National Oceanic and
Atmospheric Administration
United States Department of Commerce


 

FY 2025

Regression-based characterization of the marine carbonate system across shelf and nearshore waters of Queen Charlotte Sound

Hare, A., W. Evans, H. Dosser, J. Jackson, S.R. Alin, C. Hannah, and T. Ross

Mar. Chem., 270, 104511, doi: 10.1016/j.marchem.2025.104511, View open access article online at Elsevier (external link) (2025)

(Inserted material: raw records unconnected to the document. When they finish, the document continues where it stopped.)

PR #220, opened 2021-07-02
Clear original export fields in the aggregation process

srikartati:
Original export fields should be removed in the intermediate process
in their current state.
In cases, where correlated flow records are there, current original export
fields do not make sense as records can come from two different
exporters.

More details in an Antrea issue, who is main user of go-ipfix library:
https://github.com/antrea-io/antrea/issues/2336


zyiou (approved):
LGTM

PR #223, opened 2021-07-12
Add convertor interface into the input of Kafka producer

srikartati:
Simplify proto schema management for Kafka producer.
Directly send the convertor interface as input instead of maintaining the map.


pkg/producer/kafka.go
```diff
@@ -47,21 +46,20 @@ type ProducerInput struct {
...
 	// closeCh is required to exit the go routine that captures error messages from
 	// sarama go client.
 	closeCh chan struct{}
 }
 
 func NewKafkaProducer(input ProducerInput) *KafkaProducer {
 	return &KafkaProducer{
-		input:                input,
-		protoSchemaConvertor: convertor.ProtoSchemaConvertor[input.KafkaProtoSchema](),
+		input: input,
```
zyiou, line 62: Not from this PR, do we need to validate whether protoSchemaConvertor is nil since we are using it directly when publishing record?
Also, for other required field like version, it's better to check whether it is assigned with value otherwise the producer will not work well.

zyiou (commented):
Overall LGTM. Only one nit in validating input.

pkg/producer/kafka.go
srikartati: Yeah better to have another check.. user is going to have a check for supported schemas anyway when fetching the protoschema convertors. 
Added check for version too. Thanks.

zyiou (approved):
LGTM

PR #224, opened 2021-07-13
Change Docker images versions used in kafka server deployment yaml 

zyiou:


zyiou:
Close this since it is no longer applicable.
see https://github.com/vmware/go-ipfix/pull/214#issuecomment-879297231

srikartati:
@zyiou I think we need this PR. `docker-proxy-cache` is not exposed to the public, so image pull does not work on github CI. 
I am reopening the PR.

.github/workflows/build.yml
```diff
@@ -25,4 +25,22 @@ jobs:
           DOCKER_PASSWORD: ${{ secrets.DOCKER_PASSWORD }}
         run: |
           echo "$DOCKER_PASSWORD" | docker login -u "$DOCKER_USERNAME" --password-stdin
-          docker push antrea/ipfix-collector:latest
\ No newline at end of file
+          docker push antrea/ipfix-collector:latest
+  upload-kafka-images:
```
srikartati, line 29: can we make this job daily instead of doing it for every push on main branch? These are not dependent on our code right?

.github/workflows/build.yml
```diff
@@ -25,4 +25,22 @@ jobs:
...
+      - name: Pull, tag and push confluentinc/cp-zookeeper and confluentinc/cp-kafka Docker images to Antrea Docker registry
+        if: ${{ github.repository == 'vmware/go-ipfix' && github.event_name == 'push' && github.ref == 'refs/heads/main' }}
+        env:
+          DOCKER_USERNAME: ${{ secrets.DOCKER_USERNAME }}
+          DOCKER_PASSWORD: ${{ secrets.DOCKER_PASSWORD }}
+        run: |
+          echo "$DOCKER_PASSWORD" | docker login -u "$DOCKER_USERNAME" --password-stdin
+          docker pull confluentinc/cp-zookeeper:latest
+          docker tag confluentinc/cp-zookeeper:latest antrea/kafka-zookeeper:latest
+          docker push antrea/kafka-zookeeper:latest
```
srikartati, line 43: I will request Antonin for permission to upload these images on to Antrea repo on dockerhub.

srikartati:
Also, please change the image names with project.registry.vmware.com in here: https://github.com/vmware/go-ipfix/blob/main/build/yamls/kafka-flow-collector.yaml

.github/workflows/build.yml
srikartati: @zyiou I am chatting with Antonin. He suggested using a version tag instead of latest. That means we can directly upload the image directly to Antrea repo when the version change is required. In this case, we do not need any job.

I think the hardcoded version for images work here. Do you see any issue?

.github/workflows/build.yml
srikartati: Permissions are provided for these images: `antrea/confluentinc-zookeeper` and `antrea/confluentinc-kafka`

.github/workflows/build.yml
srikartati: The reason is that there are CDN issues when using latest as the tag name.

.github/workflows/build.yml
srikartati: I uploaded following images directly using goipfixbot docker login onto Antrea repo:
`antrea/confluentinc-zookeeper:6.2.0` and `antrea/confluentinc-kafka:6.2.0`

We do not need any github workflow to upload images. We use this versioned image as long as it works for us. When we have to move to a new one, we directly upload the new one. 
Please edit the manifest with the above tags and remove the GitHub workflow. Please add this info in README if possible.

.github/workflows/build.yml
zyiou: Got it. I was trying with Github action schedule function. Will change back since it is no longer needed. Thanks

build/yamls/kafka-flow-collector.yaml
```diff
@@ -77,7 +77,7 @@ spec:
     spec:
       containers:
         - name: kafka
-          image: harbor-repo.vmware.com/dockerhub-proxy-cache/confluentinc/cp-kafka:latest
+          image: antrea/confluentinc-kafka:v6.2.0
```
srikartati, line 80: Let's use the following VMware registry with no rate limiting like other images:
projects.registry.vmware.com/antrea

zyiou: Updated. Thanks!

srikartati (approved):
LGTM

srikartati:
Did the merge immediately as I am consuming this in Antrea CI.

Issue #202, opened 2026-04-11
switch-client is non-functional (returns exit 0 but never switches)


tarikguney:
## Summary

`switch-client` is registered in `list-commands` and accepts all standard tmux flags (`-t`, `-c`, `-n`, `-p`, `-l`), but it **never actually switches the client session**. It always returns exit code 0 silently.

This was discovered while building [claude-watch](https://github.com/tarikguney/claude-watch), a TUI dashboard that monitors Claude Code sessions across psmux windows and needs to programmatically navigate to a specific session/window.

## Environment

- **psmux version:** 3.3.2 (installed via WinGet)
- **OS:** Windows 11 (10.0.26200)
- **Terminal:** Windows Terminal
- **Shell:** PowerShell 7+

## Steps to Reproduce

```powershell
# Start psmux with two sessions
psmux new-session -d -s alpha
psmux new-session -s beta

# From within the 'beta' session, try to switch to 'alpha'
psmux switch-client -t "alpha"

# Verify: client is still on 'beta'
psmux list-clients
# Output: /dev/pts/XXXXX: beta: ... (unchanged)
```

## Detailed Testing

All of these return exit code 0 but have no observable effect (verified via `list-clients` before/after each):

| Command | Result |
|---------|--------|
| `psmux switch-client -t session` | No-op |
| `psmux switch-client -t session:window` | No-op |
| `psmux switch-client -c /dev/pts/XXXXX -t session` | No-op |
| `psmux -S /tmp/psmux-XXXXX/default switch-client -t session` | No-op |
| `psmux run-shell "psmux switch-client -t session"` | No-op |
| `bind-key -n F5 switch-client -t session` + manual F5 press | No-op |

Additionally:
- `select-window -t other_session:window` (cross-session) has no effect
- `attach-session -t session` from within psmux only prints the version string (`psmux 3.3.2`) and exits without attaching (with or without `-d`, with or without `$TMUX` env set)
- `choose-session` and `choose-tree` from CLI show no visible overlay

## What DOES Work

The **keyboard prefix path** works perfectly: `Ctrl+B, s` (prefix + choose-session) opens the interactive session picker and switching works. This means the server-side session switching logic is implemented and functional — the issue is that `switch-client` (and related CLI commands) never reach or trigger that logic.

## Expected Behavior

`switch-client -t <target>` should switch the current client (identified via `$TMUX` environment variable) to display the target session, matching tmux behavior.

## Context

[...]

PR #214, opened 2026-04-13
fix: route switch-client CLI to source session server (#202)

tarikguney:
## Summary

Fixes the remaining CLI path issue from #202: `psmux switch-client -t <session>` returns exit 0 but does not switch when invoked from the command line (works from `prefix + :`).

**Root cause:** The global `-t` parser in `main.rs` sets `PSMUX_TARGET_SESSION` for all commands, routing `send_control()` to the target session's server. But for `switch-client`, `-t` means "switch TO this session" (destination), not "route to this session's server" (source). The destination server receives the command and responds "already on that session" — doing nothing.

**Fix:** Skip setting `PSMUX_TARGET_SESSION` when the command is `switch-client` or `switchc`, so the existing TMUX-based fallback resolves the current (source) session for routing. `PSMUX_TARGET_FULL` still carries the destination for the server-side handler in `connection.rs`.

## Repro (before fix)

```powershell
# Inside a psmux pane (session "claude-watch"):
psmux switch-client -t convserv    # exit 0, no switch
# prefix + : → switch-client -t convserv  # works
```

## Test plan

- [ ] `psmux switch-client -t <other-session>` from CLI switches the terminal
- [ ] `psmux switch-client -n` / `-p` / `-l` from CLI still work
- [ ] `prefix + :` → `switch-client -t <session>` still works
- [ ] Other commands with `-t` (e.g. `select-window -t session:window`) still route correctly
- [ ] Existing Rust unit tests pass (`cargo test`)

### DIFF
--- a/src/main.rs
+++ b/src/main.rs
@@ -124,7 +124,14 @@ fn run_main() -> io::Result<()> {
             // directly. Otherwise (e.g. -t %2, -t :1.0) fall through to
             // the TMUX env var resolution below so we connect to the right
             // server when invoked from inside a psmux pane.
-            if has_explicit_session {
+            //
+            // Exception: for switch-client, -t is the DESTINATION session,
+            // not the server to route the command to. Skip setting
+            // PSMUX_TARGET_SESSION so the TMUX-based fallback below resolves
+            // the current (source) session for routing. PSMUX_TARGET_FULL
+            // still carries the destination for the server handler.
+            let is_switch_client = args.iter().any(|a| a == "switch-client" || a == "switchc");
+            if has_explicit_session && !is_switch_client {
                 env::set_var("PSMUX_TARGET_SESSION", &port_file_base);
             }
         }


psmux:
Hey @tarikguney, what a great contribution. You didn't just report the bug, you dug into the source, traced the exact routing path, identified the precise line where the logic went wrong, and delivered a clean minimal fix. That kind of investigative work is genuinely rare and I want you to know it is really appreciated.

Your root cause analysis was spot on. The global -t parser in main.rs treats -t the same for every command, which is correct for things like select-window or send-keys where -t means "route to this session's server." But for switch-client, -t means "switch TO this session," so the command was being sent to the destination server, which unsurprisingly responded with nothing because it was already on that session.

I reviewed the change carefully, traced the full execution path from CLI invocation through send_control into the server handler, confirmed that PSMUX_TARGET_FULL still carries the destination correctly for the server side, and ran the full test suite (910 unit tests, all passing) before merging. The fix is exactly right and the scope is just what it needs to be.

Merged in df54346 as part of commit cb28ab1.

Looking forward to seeing what claude-watch does with proper programmatic session switching. That project sounds really cool. Thank you again for pushing this all the way through.

psmux:
Hey @tarikguney, what a great contribution. You didn't just report the bug, you dug into the source, traced the exact routing path, identified the precise line where the logic went wrong, and delivered a clean minimal fix. That kind of investigative work is genuinely rare and I want you to know it is really appreciated.

Your root cause analysis was spot on. The global -t parser in main.rs treats -t the same for every command, which is correct for things like select-window or send-keys where -t means "route to this session's server." But for switch-client, -t means "switch TO this session," so the command was being sent to the destination server, which unsurprisingly responded with nothing because it was already on that session.

I reviewed the change carefully, traced the full execution path from CLI invocation through send_control into the server handler, confirmed that PSMUX_TARGET_FULL still carries the destination correctly for the server side, and ran the full test suite (910 unit tests, all passing) before merging. The fix is exactly right and the scope is just what it needs to be.

Merged in df54346 as part of commit cb28ab1.

Looking forward to seeing what claude-watch does with proper programmatic session switching. That project sounds really cool. Thank you again for pushing this all the way through.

Marine carbonate system measurements are essential for understanding ocean acidification and CaCO3 saturation states, and their response to oceanographic and anthropogenic processes. Acquiring such measurements in remote coastal areas is limited by challenges in the development and deployment of autonomous sensors for these parameters, and by the complexity and costs of directly measuring them. We address this challenge by extending an established method of estimating carbonate system parameters through proxy variables to the remote waters of Queen Charlotte Sound, British Columbia. Paired regressions are developed from bottle samples and common hydrographic measurements for both offshore and coastal waters that intersect in this region but retain distinct relationships between total alkalinity and salinity. Application of these regression models to regional autonomous glider data demonstrates that established features of this shelf system can be characterized from a carbonate system perspective along a contiguous transect from land to the shelf break, despite greater regression uncertainties in coastal water. These results also provide new insight into the dynamics of aragonite saturation on the shelf in relation to regional winds. This approach extends a tool to gain knowledge of the marine carbonate system to a coastal region of the northeast Pacific Ocean where hydrographic data used as proxies are more commonly available.